I didn't watch the vid, at 20 minutes long when I'm getting ready to make the ten mile trip into Folkston, Georgia for the best fried chicken The South has to offer.
I always get take out, to minimize my time interacting with strangers.
Quick Chick in Folkston. If you're ever lost, can't find the interstate, and are wandering around the back waters of South Georgia, stop in for chicken or pork chops. You won't be disappointed.

Oh, back to the subject - you can't go wrong with the old fashioned one ounce 12 ga lead slug. Works on grizzly bears, humans will be DRT with onne hit to the torso.
DRT = dead right there.


----------



## RedLion (Sep 23, 2015)

rice paddy daddy said:


> Oh, back to the subject - you can't go wrong with the old fashioned one ounce 12 ga lead slug.

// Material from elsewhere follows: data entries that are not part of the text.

PR #3288, opened 2025-10-07
feat(iOS, Tabs): add bottomAccessory support

kligarski:
## Description

Adds support for `botttomAccessory` in Bottom Tabs starting from iOS 26.

## Synchronization with ShadowTree

When bottom accessory transitions between `regular` and `inline` environments (when tab bar is minimized), we need to update the position and size of the bottom accessory. Our approach is different for RN < 0.82 and RN >= 0.82.

### Possible approaches

We considered following approaches:
1. asynchronous state updates & events
  - this would result in frame changing right after animation start to the final size
  - using `double-rendering` approach (explained further in PR description) wouldn't really improve the situation
2. (a)synchronous state updates & asynchronous events + DisplayLink
  - this allows us to track the native animation of the bottom accessory and match frame size
  - unfortunately, as DisplayLink allows us to read presentation layer frame, we will always be 1 frame delayed
  - with asynchronous updates, this delay increases to multiple frames; with synchronous updates this would be exactly 1 frame (but this doesn't mean it looks better!)
3. synchronous state updates & asynchronous events
  - synchronous state updates allow us to rely on `CoreAnimations` framework that animates views natively (details explained further in PR description)
  - unfortunately, this mechanism requires all changes to be performed synchronously - state update (size change) is handled synchronously thanks to `immediate` mode for state update introduced in RN 0.82 but "synchronous" event dispatch in RN 0.82 isn't exactly `synchronous` (update is performed on next loop beat, this is not enough for CA)
  - due to this limitation, any changes in reaction to environment change are buggy (see `Mounting/unmounting views during transition` section)
4. synchronous state updates & `double-rendering`
  - to mitigate problems described above, we render the component twice - first for `regular` environment, second for `inline` environment
  - we change which component is visible on environment change -> we can do this fully synchronously in native code
  - CA animates this change with cross-fade animation
  - this results seems to be a good compromise but requires React state synchronization between components, e.g. via context

For now, we decided to use:
- Paper: approach 2 (asynchronous)
- Fabric RN < 0.82: approach 2 (asynchronous)
- Fabric RN >= 0.82: approach 4

Those solutions are described in more detail below:

### Legacy architecture & New architecture prior to `react-native@0.82.0`

In versions prior to RN 0.82, we need use `DisplayLink` and presentation layer frames to get intermediate frames during the transition. This approach however has a major drawback - we are always at least one frame behind the current state as we're observing what is currently presented. When the difference in size/origin between frames is significant, you can see the content "jumping". In the case of bottom accessory, this is especially visible when using non-translucent background and transitioning from `inline` to `regular` environment (pay attention to the right edge of the accessory).

https://github.com/user-attachments/assets/3931c318-2bb7-4bc2-847f-95168578d7d2

Introduction of synchronous state updates in RN 0.82 (more details below) does not improve the situation when using this approach as we are still going to be at least one frame behind the animation.

### `react-native@0.82.0` and higher

Thanks to introduction of [synchronous state updates in RN 0.82](https://github.com/facebook/react-native/pull/52604), we can rely fully on native mechanisms for handling the transition. Bottom accessory only receives the final frame of the transition and thanks to synchronous state updates, we can immediately recalculate the layout in the Shadow Tree and update the Host Tree. This allows Core Animation framework to make the transition smooth. Details of how we think this works are available [here](https://github.com/software-mansion/react-native-screens/pull/3285#issue-3488360063).

Unfortunately, when using `react-native`, the situation is a little bit more complicated. 

#### Text

Text component behaves differently to the native platform. During the transition, it immediately adapts to the final frame size and then it is stretched. In bare UIKit app, the text adapt to new frame size at the end of the transition.

| `react-native` | `UIKit` |
| --- | --- |
| <video src="https://github.com/user-attachments/assets/ea509fee-53bb-4300-a28d-3404525d47dd" /> | <video src="https://github.com/user-attachments/assets/17b2d3f8-5f04-406a-828c-504d040ad013" /> |

This requires more investigation and potentially changes in `react-native`.

#### Borders

`CoreAnimation` does not support non-uniform borders so `react-native` handles them in a custom way that does not seem to be compatible with the transition mechanism.

| non-uniform borders | uniform borders + **CA enabled** |
| --- | --- |
| <video src="https://github.com/user-attachments/assets/e9ce53a9-bb4b-4465-a986-1a1f08791454" /> | <video src="https://github.com/user-attachments/assets/bcf029a4-764a-446c-82b6-91bfd42494c6" /> |

This requires more investigation and potentially changes in `react-native`.

#### Images

Similar problem (in a way it looks, not the exact mechanism of the bug) happens when using images e.g. with `width: 100%`.

https://github.com/user-attachments/assets/1aa0b77a-7800-471f-bd38-ac3eed506b87

This requires more investigation and potentially changes in `react-native`.

#### Mounting/unmounting views during transition

While state updates are performed synchronously, any changes to React Element Tree in reaction to environment change are handled asynchronously. We think that this is why the transition handled by `CoreAnimation` breaks when trying to mount/unmount components on environment change.

https://github.com/user-attachments/assets/ef0730db-386a-46be-8fcf-e0def3ca4097

Here, we try to remove the note icon. Unfortunately, the rest of the layout does not adapt. You can also observe the text stretching as mentioned 2 sections above.

In order to mitigate this issue, we use `double-rendering` approach, which has been described in `Possible approaches` section.

https://github.com/user-attachments/assets/7d105e62-1f69-4886-845a-464addfa608b

## Changes

- add `BottomTabsAccessory` JS component and use it in `BottomTabs`,
- add `BottomTabsAccessoryComponentView`, `BottomTabsAccessoryEventEmitter`, `BottomTabsAccessoryComponentViewManager`,
- add `BottomAccessoryHelper` to handle size and environment changes,
- add `BottomTabsAccessoryShadowStateProxy` to synchronize state between Host and ShadowTree,
- adapt `BottomTabsHost` to accept 2 types of children (`Screen` and `Accessory`),
- add test screen.

Run `Test3288`.

## Checklist

- [x] Updated TS types
- [ ] Updated documentation: 
- [x] Ensured that CI passes

### DIFF
--- a/ios/bottom-tabs/accessory/RNSBottomTabsAccessoryEventEmitter.mm
+++ b/ios/bottom-tabs/accessory/RNSBottomTabsAccessoryEventEmitter.mm
@@ -40,11 +40,9 @@ namespace react = facebook::react;
 {
 #if RCT_NEW_ARCH_ENABLED
   if (_reactEventEmitter != nullptr) {
-    react::RNSBottomTabsAccessoryEventEmitter::OnEnvironmentChangeEnvironment payloadEnvironment;
-    if (!rnscreens::conversion::RNSBottomTabsAccessoryOnEnvironmentChangePayloadFromUITabAccessoryEnvironment(
-            &payloadEnvironment, environment)) {
-      return NO;
-    }
+    auto payloadEnvironment =
+        rnscreens::conversion::RNSBottomTabsAccessoryOnEnvironmentChangePayloadFromUITabAccessoryEnvironment(
+            environment);
 
     _reactEventEmitter->onEnvironmentChange({.environment = payloadEnvironment});
     return YES;
@@ -57,9 +55,6 @@ namespace react = facebook::react;
     NSString *environmentString =
         rnscreens::conversion::RNSBottomTabsAccessoryOnEnvironmentChangePayloadFromUITabAccessoryEnvironment(
             environment);
-    if (environmentString == nil) {
-      return NO;
-    }
 
     self.onEnvironmentChange(@{@"environment" : environmentString});
     return YES;
--- a/ios/conversion/RNSConversions-BottomTabs.mm
+++ b/ios/conversion/RNSConversions-BottomTabs.mm
@@ -401,26 +401,22 @@ RNSScrollEdgeEffect RNSBottomTabsScrollEdgeEffectFromBottomTabsScreenTopScrollEd
 
 #undef SWITCH_EDGE_EFFECT
 
-#if RNS_IPHONE_OS_VERSION_AVAILABLE(26_0) && !TARGET_OS_TV && !TARGET_OS_VISION
+#if RNS_BOTTOM_ACCESSORY_AVAILABLE
 
 #if RCT_NEW_ARCH_ENABLED
 API_AVAILABLE(ios(26.0))
-BOOL RNSBottomTabsAccessoryOnEnvironmentChangePayloadFromUITabAccessoryEnvironment(
-    react::RNSBottomTabsAccessoryEventEmitter::OnEnvironmentChangeEnvironment *payloadEnvironment,
-    UITabAccessoryEnvironment environment)
+react::RNSBottomTabsAccessoryEventEmitter::OnEnvironmentChangeEnvironment
+RNSBottomTabsAccessoryOnEnvironmentChangePayloadFromUITabAccessoryEnvironment(UITabAccessoryEnvironment environment)
 {
   switch (environment) {
     case UITabAccessoryEnvironmentRegular:
-      *payloadEnvironment = react::RNSBottomTabsAccessoryEventEmitter::OnEnvironmentChangeEnvironment::Regular;
-      break;
+      return react::RNSBottomTabsAccessoryEventEmitter::OnEnvironmentChangeEnvironment::Regular;
     case UITabAccessoryEnvironmentInline:
-      *payloadEnvironment = react::RNSBottomTabsAccessoryEventEmitter::OnEnvironmentChangeEnvironment::Inline;
-      break;
+      return react::RNSBottomTabsAccessoryEventEmitter::OnEnvironmentChangeEnvironment::Inline;
     default:
-      return NO;
+      RCTLogError(@"[RNScreens] Unsupported environment for onEnvironmentChange event");
+      return react::RNSBottomTabsAccessoryEventEmitter::OnEnvironmentChangeEnvironment::Regular;
   }
-
-  return YES;
 }
 
 #if REACT_NATIVE_VERSION_MINOR >= 82
@@ -459,6 +455,7 @@ NSString *RNSBottomTabsAccessoryOnEnvironmentChangePayloadFromUITabAccessoryEnvi
       environmentString = BOTTOM_TABS_ACCESSORY_INLINE_ENVIRONMENT;
       break;
     default:
+      RCTLogError(@"[RNScreens] Unsupported environment for onEnvironmentChange event");
       break;
   }
 
@@ -467,7 +464,7 @@ NSString *RNSBottomTabsAccessoryOnEnvironmentChangePayloadFromUITabAccessoryEnvi
 
 #endif // RCT_NEW_ARCH_ENABLED
 
-#endif // RNS_IPHONE_OS_VERSION_AVAILABLE(26_0) && !TARGET_OS_TV && !TARGET_OS_VISION
+#endif // RNS_BOTTOM_ACCESSORY_AVAILABLE
 
 UIUserInterfaceStyle UIUserInterfaceStyleFromBottomTabsScreenCppEquivalent(
     react::RNSBottomTabsScreenUserInterfaceStyle userInterfaceStyle)
--- a/ios/conversion/RNSConversions.h
+++ b/ios/conversion/RNSConversions.h
@@ -73,13 +73,12 @@ RNSScrollEdgeEffect RNSBottomTabsScrollEdgeEffectFromBottomTabsScreenRightScroll
 RNSScrollEdgeEffect RNSBottomTabsScrollEdgeEffectFromBottomTabsScreenTopScrollEdgeEffectCppEquivalent(
     react::RNSBottomTabsScreenTopScrollEdgeEffect edgeEffect);
 
-#if RNS_IPHONE_OS_VERSION_AVAILABLE(26_0) && !TARGET_OS_TV && !TARGET_OS_VISION
+#if RNS_BOTTOM_ACCESSORY_AVAILABLE
 
 #if RCT_NEW_ARCH_ENABLED
 API_AVAILABLE(ios(26.0))
-BOOL RNSBottomTabsAccessoryOnEnvironmentChangePayloadFromUITabAccessoryEnvironment(
-    react::RNSBottomTabsAccessoryEventEmitter::OnEnvironmentChangeEnvironment *payloadEnvironment,
-    UITabAccessoryEnvironment environment);
+react::RNSBottomTabsAccessoryEventEmitter::OnEnvironmentChangeEnvironment
+RNSBottomTabsAccessoryOnEnvironmentChangePayloadFromUITabAccessoryEnvironment(UITabAccessoryEnvironment environment);
 
 #if REACT_NATIVE_VERSION_MINOR >= 82
 RNSBottomTabsAccessoryEnvironment RNSBottomTabsAccessoryEnvironmentFromCppEquivalent(
@@ -91,7 +90,7 @@ NSString *_Nullable RNSBottomTabsAccessoryOnEnvironmentChangePayloadFromUITabAcc
     UITabAccessoryEnvironment environment);
 #endif // RCT_NEW_ARCH_ENABLED
 
-#endif // RNS_IPHONE_OS_VERSION_AVAILABLE(26_0) && !TARGET_OS_TV && !TARGET_OS_VISION
+#endif // RNS_BOTTOM_ACCESSORY_AVAILABLE
 
 UIUserInterfaceStyle UIUserInterfaceStyleFromBottomTabsScreenCppEquivalent(
     react::RNSBottomTabsScreenUserInterfaceStyle userInterfaceStyle);


common/cpp/react/renderer/components/rnscreens/RNSBottomTabsAccessoryComponentDescriptor.h
```diff
@@ -0,0 +1,34 @@
...
+
+class RNSBottomTabsAccessoryComponentDescriptor final
+    : public ConcreteComponentDescriptor<RNSBottomTabsAccessoryShadowNode> {
+ public:
+  using ConcreteComponentDescriptor::ConcreteComponentDescriptor;
+
+  void adopt(ShadowNode &shadowNode) const override {
+    react_native_assert(
+        dynamic_cast<RNSBottomTabsAccessoryShadowNode *>(&shadowNode));
+    auto &bottomTabsAccessoryShadowNode =
```
t0maboro, line 18: nit: might be considered as const

common/cpp/react/renderer/components/rnscreens/RNSBottomTabsAccessoryShadowNode.cpp
```diff
@@ -0,0 +1,18 @@
+#include "RNSBottomTabsAccessoryShadowNode.h"
+
+#include <yoga/Yoga.h>
+
+namespace facebook::react {
+
+using namespace yoga;
```
t0maboro: nit: I prefer using `yoga::` instead of via `using namespace` - yoga classes and other definitions have pretty common names, so it may lead to some conflicts

common/cpp/react/renderer/components/rnscreens/RNSBottomTabsAccessoryShadowNode.cpp
```diff
@@ -0,0 +1,18 @@
+#include "RNSBottomTabsAccessoryShadowNode.h"
+
+#include <yoga/Yoga.h>
```
t0maboro: not used

common/cpp/react/renderer/components/rnscreens/RNSBottomTabsAccessoryShadowNode.cpp
t0maboro: btw it's not used

common/cpp/react/renderer/components/rnscreens/RNSBottomTabsAccessoryState.h
```diff
@@ -0,0 +1,17 @@
...
+class JSI_EXPORT RNSBottomTabsAccessoryState final {
+ public:
+  using Shared = std::shared_ptr<const RNSBottomTabsAccessoryState>;
+
+  RNSBottomTabsAccessoryState() {};
+  RNSBottomTabsAccessoryState(Size frameSize_, Point offset_)
+      : frameSize(frameSize_), offset(offset_) {};
+
+  const Size frameSize{};
+  const Point offset{};
```
t0maboro: seems like transitive dependencies, can we import these classes explicitly?

ios/bottom-tabs/accessory/RNSBottomTabsAccessoryComponentView.mm
```diff
@@ -0,0 +1,195 @@
...
+RNS_IGNORE_SUPER_CALL_END
+
+#pragma mark - UIKit callbacks
+
+#if RNS_IPHONE_OS_VERSION_AVAILABLE(26_0) && !TARGET_OS_TV && !TARGET_OS_VISION
+
+- (void)didMoveToWindow
+{
+  if (self.window != nil) {
+    [_helper registerForAccessoryFrameChanges];
```
t0maboro, line 75: Do we need some cleanup counterpart for this method?

ios/bottom-tabs/RNSBottomTabsAccessoryComponentView.h
```diff
@@ -0,0 +1,72 @@
...
+ * If not null, the bottom accesory's helper that handles synchronization with ShadowNode.
+ */
+@property (nonatomic, strong, readonly, nullable) RNSBottomAccessoryHelper *helper;
+
+#endif // RNS_IPHONE_OS_VERSION_AVAILABLE(26_0) && !TARGET_OS_TV && !TARGET_OS_VISION
+
+/**
+ * If not null, the bottom tabs host view that this accessory component view belongs to.
+ */
+@property (nonatomic, weak, nullable) RNSBottomTabsHostComponentView *reactSuperview;
```
t0maboro: maybe reactSuperview -> bottomTabsHostView ?

ios/bottom-tabs/RNSBottomTabsAccessoryComponentView.mm
```diff
@@ -0,0 +1,195 @@
...
+
+#endif // !RCT_NEW_ARCH_ENABLED
+
+- (void)initState
+{
+#if RNS_IPHONE_OS_VERSION_AVAILABLE(26_0) && !TARGET_OS_TV && !TARGET_OS_VISION
+  if (@available(iOS 26, *)) {
+    _helper = [[RNSBottomAccessoryHelper alloc] initWithBottomAccessoryView:self];
+  }
+  _reactEventEmitter = [RNSBottomTabsAccessoryEventEmitter new];
```
t0maboro: why is this under the compile-time check, but not under runtime check?

ios/bottom-tabs/accessory/RNSBottomTabsAccessoryComponentView.mm
```diff
@@ -0,0 +1,195 @@
...
+  // We could consider enabling it someday though.
+  return NO;
+}
+
+#pragma mark - RNSViewControllerInvalidating
+
+- (void)invalidateController
+{
+#if RNS_IPHONE_OS_VERSION_AVAILABLE(26_0) && !TARGET_OS_TV && !TARGET_OS_VISION
+  [_helper invalidate];
```
t0maboro: should we check if helper is not `nil`?

ios/bottom-tabs/RNSBottomTabsAccessoryEventEmitter.mm
```diff
@@ -0,0 +1,84 @@
...
+    switch (environment) {
+      case UITabAccessoryEnvironmentRegular:
+        payloadEnvironment = react::RNSBottomTabsAccessoryEventEmitter::OnEnvironmentChangeEnvironment::Regular;
+        break;
+      case UITabAccessoryEnvironmentInline:
+        payloadEnvironment = react::RNSBottomTabsAccessoryEventEmitter::OnEnvironmentChangeEnvironment::Inline;
+        break;
+      default:
+        return NO;
+    }
```
t0maboro: I'm wondering whether this conversion can be extracted

ios/bottom-tabs/accessory/RNSBottomTabsAccessoryEventEmitter.mm
```diff
@@ -0,0 +1,84 @@
...
+#if RCT_NEW_ARCH_ENABLED
+  std::shared_ptr<const react::RNSBottomTabsAccessoryEventEmitter> _reactEventEmitter;
+#endif // RCT_NEW_ARCH_ENABLED
+}
+
+- (instancetype)init
+{
+  if (self = [super init]) {
+#if RCT_NEW_ARCH_ENABLED
+    _reactEventEmitter = nullptr;
```
t0maboro, line 26: it will be nullptr by default, we don't need to initialize it explicitly

ios/bottom-tabs/RNSBottomTabsAccessoryEventEmitter.mm
```diff
@@ -0,0 +1,84 @@
...
+  } else {
+    RCTLogWarn(@"[RNScreens] Skipped OnEnvironmentChange event emission due to nullish emitter");
+    return NO;
+  }
+#else
+  if (self.onEnvironmentChange) {
+    NSString *environmentString;
+    switch (environment) {
+      case UITabAccessoryEnvironmentRegular:
+        environmentString = @"regular";
```
t0maboro: I'd consider defining these strings as static variables

ios/bottom-tabs/host/RNSBottomTabsHostComponentView.mm
```diff
@@ -149,13 +151,37 @@ - (void)updateContainer
 {
   NSMutableArray<RNSTabsScreenViewController *> *tabControllers =
       [[NSMutableArray alloc] initWithCapacity:_reactSubviews.count];
-  for (RNSBottomTabsScreenComponentView *childView in _reactSubviews) {
-    [tabControllers addObject:childView.controller];
+  RNSBottomTabsAccessoryComponentView *bottomAccessory = nil;
+  for (UIView *childView in _reactSubviews) {
+    if ([childView isKindOfClass:[RNSBottomTabsScreenComponentView class]]) {
+      RNSBottomTabsScreenComponentView *childScreen = static_cast<RNSBottomTabsScreenComponentView *>(childView);
```
t0maboro, line 171: nit: by obj-c convention, should we use static_cast or c-style cast here?

ios/bottom-tabs/RNSBottomTabsHostComponentView.mm
```diff
@@ -356,40 +396,55 @@ - (void)mountingTransactionDidMount:(const facebook::react::MountingTransaction
 
 #pragma mark - LEGACY RCTComponent protocol
 
-RNS_IGNORE_SUPER_CALL_BEGIN
 - (void)insertReactSubview:(UIView *)subview atIndex:(NSInteger)index
 {
+  [super insertReactSubview:subview atIndex:index];
+  BOOL isValidBottomAccessory = [subview isKindOfClass:[RNSBottomTabsAccessoryComponentView class]];
```
t0maboro: isValidBottomAccessory -> isBottomAccessory ?

ios/bottom-tabs/RNSBottomTabsHostComponentView.mm
```diff
@@ -356,40 +396,55 @@ - (void)mountingTransactionDidMount:(const facebook::react::MountingTransaction
...
 
-  [_reactSubviews insertObject:childScreen atIndex:index];
+  [_reactSubviews insertObject:subview atIndex:index];
 }
 
 - (void)removeReactSubview:(UIView *)subview
 {
+  [super removeReactSubview:subview];
+  BOOL isValidBottomAccessory = [subview isKindOfClass:[RNSBottomTabsAccessoryComponentView class]];
+  BOOL isTabsScreen = [subview isKindOfClass:[RNSBottomTabsScreenComponentView class]];
```
t0maboro: this is repeated across some functions, I'd consider extracting it

src/components/bottom-tabs/BottomTabsAccessory.tsx
```diff
@@ -0,0 +1,25 @@
...
+
+/**
+ * EXPERIMENTAL API, MIGHT CHANGE W/O ANY NOTICE
+ */
+export default function BottomTabsAccessory(props: BottomTabsAccessoryProps) {
+  return (
+    <BottomTabsAccessoryNativeComponent
+      {...props}
+      collapsable={false}
+      style={[props.style, styles.container]}>
```
t0maboro: shouldn't this be reversed? container might override some user-defined styles

src/components/bottom-tabs/BottomTabsAccessory.tsx
```diff
@@ -0,0 +1,25 @@
...
+      {props.children}
```
t0maboro: shorter version <BottomTabsAccessoryNativeComponent ... /> should work well

aledebla03:
Is there any ETA? Looks fantastic 🔥

kligarski:
I'm glad you like it. Recently I had to switch my focus to investigate some higher priority issues related to iOS 26 support. Once I finish, I'll come back to bottom accessory.

kkafar (commented):
Thank you for very nice PR description. It's really helpful during review process. Keep it up! 

Here I address the problems mentioned in PR description. I'll do a follow-up review regarding the code. 

---

The "text" behaviour you describe is fine. Having it at the beginning / end is not that much of a difference. Text animations are expensive, probably one of the reasons this is done this way in UIKit + the accessory view *does not seem like a place for pages of text.

---

The "borders problem" is the same we have with sync updates in split view. @t0maboro already created ticket for this. We should start conversation with react-native team how we should approach this problem. 

---

The "images" problem is interesting. It would be worth to investigate it a bit, initially in direction: who is responsible for image frame change. Is that Yoga or platform framework? Who interpolates it? 

---

The "Mounting/unmounting views during transition" problem

Yeah, it looks ugly. But it should not be like that. At least since 0.82. There are mechanisms in RN to emit sync events to JS now. Take a look [here](https://github.com/facebook/react-native/blob/d9262c60f4c02d66417008970dc9c34b742aaa75/packages/react-native/React/Fabric/Mounting/ComponentViews/VirtualView/RCTVirtualViewComponentView.mm#L338-L375) for usage examples. We should try that out. We can schedule a call here. Using this we should be able to trigger sync **react** render & have it hopefully nicely animated.

common/cpp/react/renderer/components/rnscreens/RNSBottomTabsAccessoryComponentDescriptor.h
kkafar: We call `setSize` later on it. Should stay non-const

common/cpp/react/renderer/components/rnscreens/RNSBottomTabsAccessoryShadowNode.cpp
kkafar: +1

common/cpp/react/renderer/components/rnscreens/RNSBottomTabsAccessoryShadowNode.cpp
kkafar: +1

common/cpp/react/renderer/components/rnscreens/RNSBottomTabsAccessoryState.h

Works on grizzly bears, humans will be DRT with onne hit to the torso.
> DRT = dead right there.


They work great on white tails as well. Most that I have shot in the proper location have pretty much dropped right about where they were shot. Not talking those little Tx whitetail either.


----------



## rice paddy daddy (Jul 17, 2012)

SOCOM42 said:


> I will take the 40MM in a Bofors gun!
> 
> There are a lot of pre-engrave rounds out there.
> 
> ...


In WWII they mounted two of those on a tank chassis, in an open mount.
In Vietnam, there being no enemy aircraft, they were used against humans. Quite effectively.
They were called Dusters, I think they were designated M-42, I'm not home so I can't look it up.
They were used as perimeter defense on the more remote base camps. We had two assigned to ours.
One of the very few souvenirs I brought home from the war is an empty 40MM brass casing from a Duster. I used it as a flower vase for years, holding plastic flowers. Just my own personal anti war statement.

The other awesome anti personnel weapon that started in WWII for defense against aircraft was the Quad 50.
Four Browning 50's in an open mount. In Nam this turret was usually mounted on a 5 ton truck and used for convoy duty.


----------



## Nick (Nov 21, 2020)

Well they said it best "That's impressive".


----------